Арифметика

Почти отмучилась осень на больничной кровати. Еще немного холодных инъекций ветра, и накроет ее остывающее тело добрый доктор белой простыней. Время сузило зрачки и смотрит на прибитую морозом к черному окоему мошкару звёзд. Ему нет дела до мечущейся в бреду осени и всей сопутствующей ей багряной чахотке. Оно – считает: пролетающих в затянутых веках неба птиц, объем вырывающегося из легких пара у случайных прохожих, количество подернутых льдом луж. Вечно оно считает, скривив губы и наморщив лоб, а всё вокруг умирает. И докторам уже не хватает простыней, они накрывают погибших сорванными занавесками, газетами, рассыпающейся в руках ветошью, отчаявшись – добрыми словами.

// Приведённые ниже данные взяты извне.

PR #740, opened 2020-11-18
Move buildroot image here

jlebon:
When using cosa to build OSes, we've been pretty good at shielding
ourselves from versioning differences between source and target
environments (for example, RHCOS is built by Fedora packages). But when
it comes to building things meant to run *in* that OS, we really should
match the buildroot of the target.

Right now, many of our projects use the buildroot cosa container to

Лежат эти холмики молчаливыми запятыми в залитых обморочным светом пустых коридорах, а ноябрь медленно вытекает из жерла трубы теплоэлектростанции густым дымом. Картина умиротворенного отчаянья. Мне алчно хочется засунуть голову под поток седой гари и надышаться ею до одури, до помрачения сознания. Но остается довольствоваться только отрывками песни, вспышками памяти, болезненной недосказанностью, поставленными точками, которые почетной свитой преследуют любой из ноябрей.
 
И все навязчивей пахнет вокруг хлоркой и вареной капустой, все отчетливей слышны крадущиеся шаги за дверью, на секунду гаснет полоска жизни между ними и полом, приглушенный шепот двух голосов повторяет: «пора, пора, пора». Проворачивается в замке ключ, обступают кровать белые фигуры, и ты заворачиваешься в теплый, пахнущий жженым сахаром сугроб.

Вырвешься из него, а вокруг – лестницы и пролеты, перекрестки и пустынные шоссе, железнодорожные станции и тополя, вымоченные в формальдегиде пространства, скрепленные проволокой и фантазией таксидермиста под таким немыслимыми углами, что тело начинает бить крупная дрожь и в горле першит. Оглянешься с надеждой на сугроб, а вместо него – ямка, залитая багряной листвой. Оттуда приглушенно зазвучит навязчивая мелодия, очень знакомая, но почему-то вызывающая испуг. И ты пойдешь прочь, про себя начиная счёт каждой мелочи, что попадется на глаза. Девять тополей, шесть перекрестков, сорок два пролета, триста десять окон, двенадцать тысяч шагов. А сколько на небе звёзд? Поднимешь голову, а там – пустота.